## SOURCE RECORDS

PR #336, opened 2025-03-31
APPS-1549 Improve restore path validation

korotkov-aerospike:
1) Added mockgen generator
2) new filter for backup backed service: PathFilter to search for backups in given path only
3) use this filter to validate backups before restore in data_restorer.


build/scripts/generate_mocks.sh
```diff
@@ -0,0 +1,57 @@
...
+if ! command -v mockgen > /dev/null 2>&1; then
+    go install go.uber.org/mock/mockgen@latest
+fi
+
+WORKSPACE="$(git rev-parse --show-toplevel)"
+echo "Workspace root: $WORKSPACE"
+
+# Define the base Go import path for your project
+# (Adjust if your module path is different)
+BASE_IMPORT_PATH="github.com/aerospike/aerospike-backup-service/v3"
```
reugn:
```suggestion
# Extract module path
BASE_IMPORT_PATH=$(grep '^module' "$WORKSPACE/go.mod" | awk '{print $2}')
echo "Module path: $BASE_IMPORT_PATH"
```

internal/server/handlers/restore.go
```diff
@@ -58,15 +37,21 @@ func (s *Service) RestoreFullHandler(w http.ResponseWriter, r *http.Request) {
...
+
+// RestoreIncremental and RestoreFull share same business logic.
+func (s *Service) restoreByPath(w http.ResponseWriter, r *http.Request) {
 	request, err := dto.NewRestoreRequestFromReader(r.Body)
 	if err != nil {
-		httpError(w, errBadRequest(err))
+		httpError(w, errInvalidJSONPayload(err))
 		return
 	}
 	if err = request.Validate(); err != nil {
```
reugn, line 50: Restore policy validation shouldn't allow nil value.

pkg/service/backup_backend_service.go
```diff
@@ -14,69 +14,129 @@ import (
...
 
-// WithToTime adds an end time to the filter.
-func (f BackupFilter) WithToTime(toTime time.Time) BackupFilter {
+func (f *RoutineFilter) WithToTime(toTime time.Time) *RoutineFilter {
 	f.ToTime = &toTime
 	return f
 }
 
-func (f BackupFilter) String() string {
+func (f RoutineFilter) getUpperBoundary() string {
```
reugn: Use pointer receiver to avoid mixing.

pkg/service/backup_backend_service.go
```diff
@@ -14,69 +14,129 @@ import (
...
 )
 
-// BackupFilter defines criteria for filtering backups.
-type BackupFilter struct {
-	// required
-	routine string
-	JobType jobType
+// BackupFilter is an interface that all filter types must implement.
+type BackupFilter interface {
+	isBackupFilter()
```
reugn: This construction is not idiomatic, but consider using something like
```go
filterType() filterType
```
instead, so that it can be used to identify the type instead of type matching.

pkg/service/backup_backend_service.go
```diff
@@ -114,33 +174,46 @@ func NewBackupBackendService(config *model.Config) *BackupBackendServiceImpl {
...
+	case *PathFilter:
+		return b.getPathBackups(ctx, *f)
+	default:
+		return nil, fmt.Errorf("unsupported filter type: %T", f)
+	}
+}
 
+func (b *BackupBackendServiceImpl) getRoutineBackups(
+	ctx context.Context,
+	filter RoutineFilter,
```
reugn: It is better to pass the filter as a pointer.

pkg/service/backup_backend_service.go
```diff
@@ -241,3 +316,34 @@ func (b *BackupBackendServiceImpl) Delete(ctx context.Context, routineName strin
 
 	return storage.DeleteFolder(ctx, routine.Storage, path)
 }
+
+func (b *BackupBackendServiceImpl) getPathBackups(
+	ctx context.Context,
+	filter PathFilter,
```
reugn: It is better to pass the filter as a pointer.

build/scripts/generate_mocks.sh
reugn, line 1: Other scripts use hyphens in their names.

internal/server/handlers/restore.go
korotkov-aerospike: why? We have default values for every field.

korotkov-aerospike:
```
func (p *RestorePolicy) ToModel() *model.RestorePolicy {
	if p == nil {
		return &model.RestorePolicy{}
	}

	return &model.RestorePolicy{
....
```

reugn (approved):

PR #337, opened 2025-04-02
APPS-1597 Allow 0 restore timeout

korotkov-aerospike:
By default it's still 10 minutes, but if user really want, he can set 0 (infinite)

### DIFF
--- a/pkg/dto/restore_policy.go
+++ b/pkg/dto/restore_policy.go
@@ -77,11 +77,11 @@ func (p *RestorePolicy) Validate() error {
 	if p.Parallel != nil && *p.Parallel <= 0 {
 		return errValidationNonPositive("parallel", *p.Parallel)
 	}
-	if p.TotalTimeout != nil && *p.TotalTimeout <= 0 {
-		return errValidationNonPositive("total-timeout", *p.TotalTimeout)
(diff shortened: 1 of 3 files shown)


pkg/dto/restore_policy.go
```diff
@@ -77,11 +77,11 @@ func (p *RestorePolicy) Validate() error {
...
 		return errValidationNonPositive("parallel", *p.Parallel)
 	}
-	if p.TotalTimeout != nil && *p.TotalTimeout <= 0 {
-		return errValidationNonPositive("total-timeout", *p.TotalTimeout)
+	if p.TotalTimeout != nil && *p.TotalTimeout < 0 {
+		return errValidationNegative("total-timeout", *p.TotalTimeout)
 	}
-	if p.SocketTimeout != nil && *p.SocketTimeout <= 0 {
-		return errValidationNonPositive("socket-timeout", *p.SocketTimeout)
+	if p.SocketTimeout != nil && *p.SocketTimeout < 0 {
```
reugn, line 83: Do we have a unit test for those?

korotkov-aerospike: no, you think we need? it's just simple validation

reugn (approved):

PR #345, opened 2025-04-20
APPS-1622 Fix several conversion bugs

korotkov-aerospike:


pkg/dto/compression_policy.go
```diff
@@ -29,9 +30,6 @@ func (p *CompressionPolicy) Validate() error {
 	if p.Mode != CompressNone && p.Mode != CompressZSTD {
 		return fmt.Errorf("invalid compression mode: %s", p.Mode)
 	}
-	if p.Level == 0 {
-		p.Level = -1
-	}
 	if p.Level < -1 {
```
reugn: It is worth validating the upper bound - 22.

reugn (approved):

PR #348, opened 2025-04-29
FMWK-742 Add configurable chunk size option to s3 writer

korotkov-aerospike:


pkg/service/storage/s3.go
```diff
@@ -52,6 +52,9 @@ func (a *S3StorageAccessor) createWriter(
 	if err != nil {
 		return nil, err
 	}
+	if s3s.MinPartSize > 0 {
+		opts = append(opts, ioStorage.WithChunkSize(s3s.MinPartSize))
```
reugn, line 56: Needs implementation for other storage providers as well.

korotkov-aerospike: I'll do it in separate tickets.

reugn (dismissed):

reugn (approved):

PR #354, opened 2025-05-11
Disable MRT backup functionality

korotkov-aerospike:


reugn (commented):
Need to remove the XDR section from `config.yml`.

reugn (approved):

PR #370, opened 2025-05-21
Automate metrics section generation in README

korotkov-aerospike:


korotkov-aerospike:
We forgot couple of metric in readme => they are not on website => users asks questions.

reugn (approved):

PR #373, opened 2025-05-25
APPS-1712 Add endpoint to query restore jobs details

korotkov-aerospike:


pkg/dto/restore_status_filter.go
```diff
@@ -0,0 +1,41 @@
...
+		s = strings.TrimSpace(s)
+		if s == "" {
+			continue
+		}
+
+		isExclude := strings.HasPrefix(s, "!")
+		if isExclude {
+			s = s[1:]
+		}
+
```
reugn:
```go
s = cases.Title(language.English).String(strings.ToLower(s))
```
To remove case-sensitivity in input.

pkg/model/restore_status_filter.go
```diff
@@ -0,0 +1,24 @@
+package model
+
+type StatusFilter struct {
```
reugn, line 4: Add a doc line explaining the structure purpose.

pkg/model/restore_status_filter.go
```diff
@@ -0,0 +1,24 @@
...
+		include: include,
+		exclude: exclude,
+	}
+}
+
+func (sf StatusFilter) Matches(status JobStatus) bool {
+	if sf.exclude[status] {
+		return false
+	}
+	if len(sf.include) > 0 {
```
reugn: Why checking the `len` first and only for the `include` map?

pkg/dto/restore_result.go
```diff
@@ -11,6 +15,24 @@ const (
...
 )
 
+var allJobStatuses = []JobStatus{
+	JobStatusRunning,
+	JobStatusDone,
+	JobStatusFailed,
+	JobStatusCancelled,
+}
+
+func RestoreStatusFromString(s string) (JobStatus, bool) {
```
reugn: * Can be private.
* Add a doc line.

pkg/dto/restore_result.go
```diff
@@ -11,6 +15,24 @@ const (
 	JobStatusCancelled JobStatus = "Cancelled"
 )
 
+var allJobStatuses = []JobStatus{
```
reugn, line 18: nit: could lowercase the job statuses once when instantiating the slice.

internal/server/handlers/restore.go
```diff
@@ -147,6 +147,42 @@ func extractJobID(r *http.Request) (model.RestoreJobID, error) {
...
+// @Param    from query int false "Lower bound timestamp filter" format(int64)
+// @Param    to query int false "Upper bound timestamp filter" format(int64)
+// @Param    status query string false "Comma-separated status filter (Running,Done,Failed,Cancelled). Use ! prefix for exclude filter (e.g., !Failed,Cancelled)"
+// @Router   /v1/restore/jobs [get]
+// @Success  200 {object} map[string]dto.RestoreJobStatus "Running restore jobs"
+// @Failure  400 {string} string
+// @Failure  500 {string} string
+//
+//nolint:lll
+func (s *Service) GetAllRestoreJobs(w http.ResponseWriter, r *http.Request) {
```
reugn: Renaming it to `RetrieveRestoreJobs` would be more accurate. It is not exactly `all` considering the filters.

reugn (approved):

## EXERCISE DESCRIPTION
Give the number of lines in the listing that contain the word "timestamp", leaving out all other words.

## SOLUTION TO THE EXERCISE
2